Our client is a leading biopharmaceutical company, which specializes in medicinal discoveries and pharmaceutical insights. The client currently uses a homegrown .NET-Informatica-SQL Server based application that manages pharma sales data, such as territory allocation and sales goals, which are routinely used by sales reps, doctors and other authorized medical professionals. This data is reviewed periodically and securely updated in the system.
Leveraging the expertise of working on cloud components, Agilisium’ s experts suggested the following changes.
- Replacing the existing Informatica tool with Databricks Unified Analytics Platform (UAP) and
Mulesoft Customer Relationship Management (CRM).
- Replacing SQL Server with Aurora Relational Database System.
- Deploying AWS services such as AWS Lambda, AWS Secrets Manager, Cloud Watch Alerts, Aurora RDS, SNS, Amazon S3 and Glue, to finely integrate the requisite technical components.
The component functionality includes:
- Veeva-CRM: A cloud-based specialized life sciences solution built on Salesforce, to optimize and handle pharmaceutical data as per health industry regulations.
- Databricks: To integrate & transform business data from multiple applications and feed them into Salesforce CRM.
- Mulesoft integrator: An API integrator tool to feed real time data into Salesforce CRM
- Amazon Aurora: A cloud-based RDS, which is the single source of truth of data available to both Mulesoft and Databricks.
- AWS Glue: A serverless, fully managed and cloud optimized ETL tool, to prepare and load sales and territory data for analytics and further processing.
From the client’s front-end application, the obtained CRM data is classified based on different categories i.e., sales representatives, customer classification and territories, call frequencies, territory hierarchies and so on, further stored into cloud storage services provided by AWS.
Through backend ETL processes, this massive CRM data is migrated from SQL Server to Aurora (a MySQL compatible RDS) and is processed using suitable algorithms. This data is transformed using Databricks ETL tool & AWS Glue, and eventually stored into AWS’s Storage Layer. Further ETL operations were triggered using AWS Lambda and integrated using Mulesoft API, from which the data is finally sent to Salesforce Cloud CRM.

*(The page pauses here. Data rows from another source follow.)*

PR #229, opened 2023-07-19
chore: order env list by type in development, staging, production order

jsalaber:
# Changes

- order environment list when prompted to be in order of `development`, `staging`, `production` types.

### DIFF
--- a/src/ui/prompts/environmentPrompts.ts
+++ b/src/ui/prompts/environmentPrompts.ts
@@ -16,6 +16,13 @@ export type EnvironmentPromptResult = {
     environment: EnvironmentChoice['value']
 } & PromptResult
 
+const EnvironmentTypeValue: Record<string, number> = {
+    development: 0,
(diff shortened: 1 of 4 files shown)


src/ui/prompts/environmentPrompts.ts
```diff
@@ -16,6 +16,12 @@ export type EnvironmentPromptResult = {
     environment: EnvironmentChoice['value']
 } & PromptResult
 
+const EnvironmentTypeValue: Record<string, number> = {
```
elliotCamblor, line 19: how will this work if users have other envs/changed the keys?

laurawarr: this is the type rather than the key, but that reminds me, we also have the disaster_recovery type

elliotCamblor: oh true, good point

Besides leveraging Salesforce for reporting, configuration and maintenance capabilities, the life sciences Veeva CRM enabled the following operations:
- Real-time updates using Mulesoft API into Salesforce.

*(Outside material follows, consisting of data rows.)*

PR #234, opened 2023-07-19
Dvc 8235 headless environments

emmawillis:


src/commands/environments/get.ts
```diff
@@ -25,24 +25,30 @@ export default class DetailedEnvironments extends Base {
...
+
+        // prompt for keys in interactive mode 
+        const responses = await inquirer.prompt<EnvironmentPromptResult>(
+            [environmentPrompt],
+            {
+                token: this.authToken,
+                projectKey: this.projectKey
+            }
+        )
+        const environment = await fetchEnvironmentByKey(this.authToken, this.projectKey, responses.environment._id)
```
elliotCamblor, line 50: if you're fetching all of the environments anyway, does it make sense to just search those for this `_id` and save an api request?

emmawillis: good point

elliotCamblor (approved):

PR #235, opened 2023-07-19
chore: Add TokenCache tests

laurawarr:


src/auth/TokenCache.ts
```diff
@@ -27,7 +27,7 @@ export class TokenCache {
     public async get(clientId: string, clientSecret: string): Promise<string | null> {
```
elliotCamblor, line 27: not a big deal, but can the `async` be removed from the get / set methods now that you're using `read/writeFileSync`?

laurawarr: yep, good catch 👀

elliotCamblor (approved):

PR #826, opened 2026-09-22
SwingSwapchain: harden canvas/window setup against intermittent blank rendering on macOS

moreApi:
What

Hardens SwingSwapchain's window/canvas setup on macOS to reduce (but not fully eliminate — see linked issue) an intermittent bug where the render window opens but shows no content, even though the renderer is running and presenting frames successfully underneath.

Changes in SwingSwapchain.createWindow():

canvas.ignoreRepaint = true, so AWT's own repaint machinery can never paint over the canvas's Metal-driven content with its plain background.
p.validate() synchronously after adding the canvas, instead of relying on a layout pass being deferred to the EDT.
frame.pack() again after the canvas is added — per LWJGL's own AWTVK docs, this is required to force a real native peer for the canvas before AWTVK.create() is called; it was previously only being called once, before the canvas existed.
The resize listener (swapchainRecreator.mustRecreate = true on resize) is now attached to canvas in addition to p, since canvas's bounds — set by p's BorderLayout — can change independently of p's own size.
A bounded (2s) readiness wait for the canvas to be showing, bound to a real GraphicsConfiguration, and have a non-zero size, before creating the Vulkan surface from it.
Why

Full writeup with the investigation and evidence is in #827 — short version: the actual root cause looks like a race in LWJGL's AWTVK/CAMetalLayer bridge on Apple Silicon macOS (confirmed via a VK_TIMEOUT from MoltenVK itself showing presented frames are sometimes never acknowledged by the compositor), which isn't fixable from scenery's side. These changes are legitimate, independently-justified fixes to SwingSwapchain's AWT setup that were missing regardless, and they do appear to reduce how often the underlying race is lost — but they're not a complete fix. Filing that separately upstream.

Note

Full credit for the investigation here goes to Claude (Anthropic's Claude Code) — I ran the reproductions, pasted back logs/console output, and reported what I observed on-screen, but the ruling-out of each hypothesis (AWT readiness, Java2D pipeline, async texture races, Vulkan acquire/present errors) and the actual diagnosis (the MTL_HUD_ENABLED test, the forced-recreate VK_TIMEOUT finding) were Claude's. Flagging that for transparency.

Test plan
 Built and ran TexturedCubeExample repeatedly (bare reruns, no clean) on Apple Silicon macOS; content renders more reliably than before, though not 100% of the time.
 No regressions on other platforms (this only touches the macOS-specific SwingSwapchain path).


moreApi:
Build is broken not because of changes of this PR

- Batch processing operations using AWS Glue & Databricks, as push updates into Salesforce.
Real time availability: For the field sales workers to view real-time information and sales updates, a customized mobile application was created as a part of Salesforce, to fetch and display data provided from Databricks & Mulesoft. This mobile application provides near real time updates about territory allocations, sales reps, rep-alignment mappings and similar data, to the field users; and is then stored permanently into Salesforce.

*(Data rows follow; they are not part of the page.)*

PR #280, opened 2020-06-07
(#261) Implement low-cost global-headers

### LINKED ISSUE #261: Add a `lwan_config` field for a set of headers to always serve
Ideally, this would be a `struct lwan_key_value *` member in `struct lwan_config`. Then, every response will unconditionally serve any headers in this member.

This might be really useful for security-related headers that you wish to apply site-wide (for example, `HTTP-Strict-Transport-Security` or `Content-Security-Policy`).

Personally, I would plan to have the following:

```c
static struct lwan_key_value headers [] = {
    { .key = "content-security-policy", .value = "default-src 'self'" },
    { .key = "x-frame-options", .value = "SAMEORIGIN" },
    { .key = "x-xss-protection", .value = "1; mode=block" },
    { .key = "x-content-type-options", .value = "nosniff" },
    { .key = "referrer-policy", .value = "no-referrer" },
    { .key = "strict-transport-security", .value = "max-age=31536000; includeSubDomains" },
    { .key = NULL, .value = NULL }
};
```

HalosGhost:
Includes:

- Defaulting global headers to "Server: lwan"
- Allowing specification of a key-value set for headers in config struct
- No added memory leaks (according to ``valgrind``)
- Basic configuration-file support for the ``headers`` section
    - Specifying a header section in a config file ignores global_headers member of the config struct
    - Does not allow disabling the Server header
- Closes #261

### DIFF
--- a/src/lib/lwan.c
+++ b/src/lib/lwan.c
@@ -132,6 +132,91 @@ static struct lwan_url_map *add_url_map(struct lwan_trie *t, const char *prefix,
     return copy;
 }
 
+static void lwan_headers_init(struct lwan *l, struct lwan_key_value *hdrs)
+{
+    assert(l);
+
+    struct lwan_strbuf * headers = &l->headers;
+    lwan_strbuf_init(headers);
+    bool set_server = false;
+    if (hdrs) {
+        for (struct lwan_key_value *kv = hdrs; kv->key; ++kv) {
+            if (!strcasecmp(kv->key, "server"))
+                set_server = true;
+
+            if (LIKELY(kv->value)) {
+                lwan_strbuf_append_printf(headers, "\r\n%s: %s", kv->key, kv->value);
+            }
+        }
+    }
+
+    if (LIKELY(!set_server)) {
+        lwan_strbuf_append_strz(headers, "\r\nServer: lwan");
+    }
+
+    lwan_strbuf_append_strz(headers, "\r\n\r\n");
+}
+
+static void parse_global_headers(struct config *c,
+                                 const struct config_line *l,
+                                 struct lwan *lwan)
+{
+    struct lwan_key_value *kv;
+    struct lwan_key_value_array hdrs;
+    lwan_key_value_array_init(&hdrs);
+
+    while ((l = config_read_line(c))) {
+        switch (l->type) {
+        case CONFIG_LINE_TYPE_SECTION:
+            config_error(
+                c, "No sections are supported under the 'headers' section");
+            goto cleanup;
+
+        case CONFIG_LINE_TYPE_LINE:
+            kv = lwan_key_value_array_append(&hdrs);
+            if (!kv) {
+                lwan_status_critical_perror(
+                    "Could not allocate memory for custom response header");
+            }
+
+            kv->key = strdup(l->key);
+            if (!kv->key) {
+                lwan_status_critical_perror(
+                    "Could not allocate memory for custom response header");
+            }
+
+            kv->value = strdup(l->value);
+            if (!kv->value) {
+                lwan_status_critical_perror(
+                    "Could not allocate memory for custom response header");
+            }
+            break;
+
+        case CONFIG_LINE_TYPE_SECTION_END:
+            kv = lwan_key_value_array_append(&hdrs);
+            if (!kv) {
+                lwan_status_critical_perror(
+                    "Could not allocate memory for custom response header");
+            }
+
+            kv->key = NULL;
+            kv->value = NULL;
+
+            lwan_headers_init(lwan, lwan_key_value_array_get_array(&hdrs));
+            goto cleanup;
+        }
+    }
+
+    config_error(c, "EOF while looking for end of 'headers' section");
+
+cleanup:
+    LWAN_ARRAY_FOREACH (&hdrs, kv) {
+        free(kv->key);
+        free(kv->value);
+    }
+    lwan_key_value_array_reset(&hdrs);
+}
+
 static void parse_listener_prefix_authorization(struct config *c,
                                                 const struct config_line *l,
                                                 struct lwan_url_map *url_map)
@@ -416,6 +501,8 @@ static bool setup_from_config(struct lwan *lwan, const char *path)
                 }
             } else if (streq(line->key, "straitjacket")) {
                 lwan_straitjacket_enforce_from_config(conf);
+            } else if (streq(line->key, "headers")) {
+                parse_global_headers(conf, line, lwan);
             } else {
                 config_error(conf, "Unknown section type: %s", line->key);
             }
@@ -543,6 +630,10 @@ void lwan_init_with_config(struct lwan *l, const struct lwan_config *config)
 
     try_setup_from_config(l, config);
 
+    if (!lwan_strbuf_get_length(&l->headers)) {
+        lwan_headers_init(l, config->global_headers);
+    }
+
     lwan_response_init(l);
 
     /* Continue initialization as normal. */
@@ -597,6 +688,7 @@ void lwan_shutdown(struct lwan *l)
     lwan_status_debug("Shutting down URL handlers");
     lwan_trie_destroy(&l->url_map_trie);
 
+    lwan_strbuf_free(&l->headers);
     free(l->conns);
 
     lwan_response_shutdown(l);
--- a/src/lib/lwan.h
+++ b/src/lib/lwan.h
@@ -377,6 +377,7 @@ struct lwan_request {
     struct lwan_value url;
     struct lwan_value original_url;
     struct lwan_connection *conn;
+    const struct lwan_strbuf *const global_response_headers;
     struct lwan_proxy *proxy;
 
     struct timeout timeout;
@@ -457,6 +458,7 @@ struct lwan_straitjacket {
 struct lwan_config {
     /* Field will be overridden during initialization. */
     enum lwan_request_flags request_flags;
+    struct lwan_key_value *global_headers;
 
     char *listener;
     char *error_template;
@@ -478,6 +480,7 @@ struct lwan_config {
 struct lwan {
     struct lwan_trie url_map_trie;
     struct lwan_connection *conns;
+    struct lwan_strbuf headers;
 
     struct {
         pthread_barrier_t barrier;
--- a/src/bin/testrunner/testrunner.conf
+++ b/src/bin/testrunner/testrunner.conf
@@ -125,3 +125,7 @@ listener *:8080 {
             cache for = ${CACHE_FOR:5}
     }
 }
+headers {
+    server = lwan/testrunner
+    x-global-header = present
+}
--- a/src/lib/lwan-response.c
+++ b/src/lib/lwan-response.c
@@ -354,9 +354,12 @@ size_t lwan_prepare_response_header_full(
             "\r\nAccess-Control-Allow-Headers: Origin, Accept, Content-Type");
     }
 
-    APPEND_CONSTANT("\r\nServer: lwan\r\n\r\n\0");
+    assert(request->global_response_headers);
+    assert(request->global_response_headers->buffer);
+    assert(request->global_response_headers->used);
+    APPEND_STRING_LEN(request->global_response_headers->buffer, request->global_response_headers->used);
 
-    return (size_t)(p_headers - headers - 1);
+    return (size_t)(p_headers - headers);
 }
 
 #undef APPEND_CHAR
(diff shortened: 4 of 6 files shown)


src/lib/lwan.c
```diff
@@ -597,6 +654,23 @@ void lwan_shutdown(struct lwan *l)
...
 
+    if (UNLIKELY(!!l->config.global_headers)) {
+        struct lwan_key_value *kv = l->config.global_headers;
+        struct lwan_key_value *s;
+        for (s = kv; s && s->key; ++s);
+        while (kv) {
+            struct lwan_key_value *kvp = kv++;
+            if (kvp >= s) {
+                break;
+            }
```
lpereira, line 665: Why are you not using `LWAN_ARRAY_FOREACH`?

src/lib/lwan.h
```diff
@@ -377,6 +377,7 @@ struct lwan_request {
     struct lwan_value url;
     struct lwan_value original_url;
     struct lwan_connection *conn;
+    struct lwan_strbuf *headers;
```
lpereira, line 380: Please mark this one as `const`:

```suggestion
    const struct lwan_strbuf *const headers;
```

So that it's not possible to change it.

Also, would be nice if it could be renamed to something else; `headers` can be easily confused with the request headers from the client. Maybe `response_headers` or something like that?

src/lib/lwan.c
```diff
@@ -597,6 +654,23 @@ void lwan_shutdown(struct lwan *l)
     lwan_status_debug("Shutting down URL handlers");
     lwan_trie_destroy(&l->url_map_trie);
 
+    if (UNLIKELY(!!l->config.global_headers)) {
```
lpereira, line 657: No need to use `!!`, or even `UNLIKELY()` here.  This isn't a fast path (happens once during initialization).  It's harmless, but not necessary either.

src/lib/lwan.c
```diff
@@ -543,6 +582,24 @@ void lwan_init_with_config(struct lwan *l, const struct lwan_config *config)
...
+                lwan_strbuf_append_printf(l->headers, "\r\n%s: %s", kv->key, kv->value);
+            }
+        }
+    }
+
+    if (LIKELY(!set_server)) {
+        lwan_strbuf_append_strz(l->headers, "\r\nServer: lwan");
+    }
+
+    lwan_strbuf_append_strz(l->headers, "\r\n\r\n");
```
lpereira, line 601: Please move this to a separate function.

src/lib/lwan.c
```diff
@@ -416,6 +452,9 @@ static bool setup_from_config(struct lwan *lwan, const char *path)
                 }
             } else if (streq(line->key, "straitjacket")) {
                 lwan_straitjacket_enforce_from_config(conf);
+            } else if (streq(line->key, "headers")) {
+                struct lwan_key_value_array headers;
```
lpereira, line 456: Using a `struct lwan_key_value_array` is an implementation detail of `parse_global_headers()`, so you can declare it there instead.

src/lib/lwan.c
```diff
@@ -132,6 +132,42 @@ static struct lwan_url_map *add_url_map(struct lwan_trie *t, const char *prefix,
...
+        case CONFIG_LINE_TYPE_SECTION_END:
+            kv = lwan_key_value_array_append(hdrs);
+            kv->key = NULL;
+            kv->value = NULL;
+
+            lwan->config.global_headers = lwan_key_value_array_get_array(hdrs);
+            return;
+        }
+    }
+
```
lpereira, line 166:
```suggestion
`config_error(c, "EOF while looking for end of 'headers' section")`
```

src/lib/lwan.c
```diff
@@ -132,6 +132,42 @@ static struct lwan_url_map *add_url_map(struct lwan_trie *t, const char *prefix,
...
+error:
+    lwan_key_value_array_reset(hdrs);
```
lpereira, line 168: While you'll only get here on error, and the program will end when that happens, might be a good idea to `LWAN_ARRAY_FOREACH()` and `free()` each key/value pair.

src/lib/lwan.c
```diff
@@ -132,6 +132,42 @@ static struct lwan_url_map *add_url_map(struct lwan_trie *t, const char *prefix,
...
+    lwan_key_value_array_init(hdrs);
+
+    while ((l = config_read_line(c))) {
+        switch (l->type) {
+        case CONFIG_LINE_TYPE_SECTION:
+            config_error(c, "No sections are supported under the headers section");
+            goto error;
+
+        case CONFIG_LINE_TYPE_LINE:
+            kv = lwan_key_value_array_append(hdrs);
```
lpereira, line 152: `lwan_key_value_array_append()` can return NULL if allocation fails.

```suggestion
            kv = lwan_key_value_array_append(hdrs);
            if (!kv)
            	lwan_status_critical_perror("Could not allocate memory for custom response header");
```

src/lib/lwan.c
```diff
@@ -132,6 +132,42 @@ static struct lwan_url_map *add_url_map(struct lwan_trie *t, const char *prefix,
...
+            kv->key = strdup(l->key);
+            kv->value = strdup(l->value);
```
lpereira, line 154: Same thing for `strdup()`: they may return NULL.

If you call `lwan_status_critical_perror()`, the program will end, so you can just do something like `if (!kv->key) critical(...)` and it should be fine.  (This is different to configuration errors, where cleanup still must be performed, because how configuration errors are handled are different.)

src/lib/lwan.c
```diff
@@ -543,6 +582,24 @@ void lwan_init_with_config(struct lwan *l, const struct lwan_config *config)
 
     try_setup_from_config(l, config);
 
+    l->headers = lwan_strbuf_new();
+    bool set_server = false;
+    if (UNLIKELY(!!l->config.global_headers)) {
+        for (struct lwan_key_value *kv = l->config.global_headers; kv->key; ++kv) {
+            set_server = !strcasecmp(kv->key, "server");
```
lpereira, line 589: Please use something like the following, as the code as written won't work unless `Server`  is the last key in the array.

```suggestion
            if (!strcasecmp(kv->key, "server"))
            	set_server = true;
```

src/lib/lwan.c
```diff
@@ -543,6 +582,24 @@ void lwan_init_with_config(struct lwan *l, const struct lwan_config *config)
 
     try_setup_from_config(l, config);
 
+    l->headers = lwan_strbuf_new();
+    bool set_server = false;
+    if (UNLIKELY(!!l->config.global_headers)) {
```
lpereira, line 587: No need to use `!!` or `UNLIKELY()` here.

src/lib/lwan.c
HalosGhost: Because, by this point in the program, the lwan-array is actually gone (the base of the array is casted and assigned to the config's ``struct lwan_key_value *``, but the array struct itself is out-of-scope). You're right in that this is doing effectively what `LWAN_ARRAY_FOREACH` is meant to do, I just couldn't think of a reasonable way of preserving the array struct till shutdown.

lpereira: Ah, you're right.  You can do something like `for (struct lwan_key_value *kv = l->config.global_headers; kv->key; kv++) { free(kv->key); free(kv->value); }`, and only then free up the `custom_headers` array.  Freeing `kvp` on each iteration isn't valid code (I recomment building the debug version with address sanitizer.)

lpereira: Also, what happens when someone isn't reading from the configuration file, but provided this in the config struct?  This is going to free memory that has been potentially allocated without malloc.

HalosGhost: mm, good point. I'll need to think on that for a bit.

HalosGhost: for documentation's sake, the solution to this problem is to have `lwan_headers_init()` take a second argument (a `struct lwan_key_value[]`); then, it is up to the caller to handle allocation of the array. This means `lwan_shutdown()` doesn't need to worry about `free()`ing the array, and that the `struct lwan_key_value_array` (from the suggestion below) can be internalized to `parse_global_headers()` without issue.

src/lib/lwan.c
```diff
@@ -132,6 +132,83 @@ static struct lwan_url_map *add_url_map(struct lwan_trie *t, const char *prefix,
...
 
+static void lwan_headers_init(struct lwan *l, struct lwan_key_value *hdrs)
+{
+    assert(l);
+
+    l->headers = lwan_strbuf_new();
+    bool set_server = false;
+    if (hdrs) {
+        for (struct lwan_key_value *kv = hdrs; kv->key; ++kv) {
+            set_server |= !strcasecmp(kv->key, "server");
```
lpereira, line 143: I'd prefer if this were just a `if (!strcasecmp(...)) set_server = true;` instead.

src/lib/lwan.c
```diff
@@ -132,6 +132,83 @@ static struct lwan_url_map *add_url_map(struct lwan_trie *t, const char *prefix,
...
+            config_error(
+                c, "No sections are supported under the 'headers' section");
+            goto cleanup;
+
+        case CONFIG_LINE_TYPE_LINE:
+            if (!((kv = lwan_key_value_array_append(&hdrs)))) {
+                lwan_status_critical_perror(
+                    "Could not allocate memory for custom response header");
+            }
+            if (!((kv->key = strdup(l->key)))) {
```
lpereira, line 178: There's no need to `strdup()` keys and values here: while this function is running, the whole configuration file is loaded into memory, so you can just store the pointers.  This simplifies quite a bit the logic here.

src/lib/lwan.c
```diff
@@ -132,6 +132,83 @@ static struct lwan_url_map *add_url_map(struct lwan_trie *t, const char *prefix,
...
+
+    while ((l = config_read_line(c))) {
+        switch (l->type) {
+        case CONFIG_LINE_TYPE_SECTION:
+            config_error(
+                c, "No sections are supported under the 'headers' section");
+            goto cleanup;
+
+        case CONFIG_LINE_TYPE_LINE:
+            if (!((kv = lwan_key_value_array_append(&hdrs)))) {
```
lpereira, line 174: I'd prefer if this were written as separate lines:

```C
kv = lwan_key_value_array_append(&hdrs);
if (!kv) {
    ...
}
```

src/lib/lwan.c
```diff
@@ -132,6 +132,83 @@ static struct lwan_url_map *add_url_map(struct lwan_trie *t, const char *prefix,
...
+                    "Could not allocate memory for custom response header");
+            }
+            if (!((kv->value = strdup(l->value)))) {
+                lwan_status_critical_perror(
+                    "Could not allocate memory for custom response header");
+            }
+            break;
+
+        case CONFIG_LINE_TYPE_SECTION_END:
+            if (!((kv = lwan_key_value_array_append(&hdrs)))) {
```
lpereira, line 189: Same here: please make this into separate lines.

src/lib/lwan.c
```diff
@@ -132,6 +132,83 @@ static struct lwan_url_map *add_url_map(struct lwan_trie *t, const char *prefix,
...
+        }
+    }
+
+    config_error(c, "EOF while looking for end of 'headers' section");
+
+cleanup:
+    LWAN_ARRAY_FOREACH (&hdrs, kv) {
+        free(kv->key);
+        free(kv->value);
+    }
```
lpereira, line 208: This can go away when the `strdup()` calls are removed.

src/lib/lwan.c
```diff
@@ -132,6 +132,83 @@ static struct lwan_url_map *add_url_map(struct lwan_trie *t, const char *prefix,
     return copy;
 }
 
+static void lwan_headers_init(struct lwan *l, struct lwan_key_value *hdrs)
+{
+    assert(l);
+
+    l->headers = lwan_strbuf_new();
```
lpereira, line 139: Might be a good idea to embed the strbuf in the lwan struct instead, and call `lwan_strbuf_init()` here.  (This will remove one pointer dereference when building the response headers.  Not a whole lot of difference, but it's easy to avoid it.)

It's safe to call `lwan_strbuf_free()` even if you don't call `lwan_strbuf_new()`: the strbuf knows if it has been allocated with `lwan_strbuf_new()` and won't call `free()` if `malloc()` wasn't used to allocate memory for the strbuf struct.

src/lib/lwan.c
HalosGhost: per off-line conversation, keeping `strdup()` because config reader would overwrite the pointers. However, will break these into separate lines as with other feedback.

src/lib/lwan.c
HalosGhost: Keeping these since `strdup()`s are being kept.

The ETL integration processes, which initially consumed about 8-12 hours due to Informatica and MySQL, can now be entirely completed to 1-1.5 hours, including other essential operations such as auto-scheduling, auto-triggering and automatic failures handling. This was able to offer a quicker turn-around time and reduced latency.
The overall data availability factor has been improved to 90%.
The entire data migration processes from on-prem to cloud, along with ETL processing, was carried out in 3 months. In this, the first 45 days were spent only in the necessary requirements gathering and initiation, while the actual project implementation was completed in the remaining time.
The field sales team now have access to sales information and territory alignment updates “on the go”, which has increased their productivity and responsiveness due to the mobile application, gradually reducing all additional efforts on their routine tasks.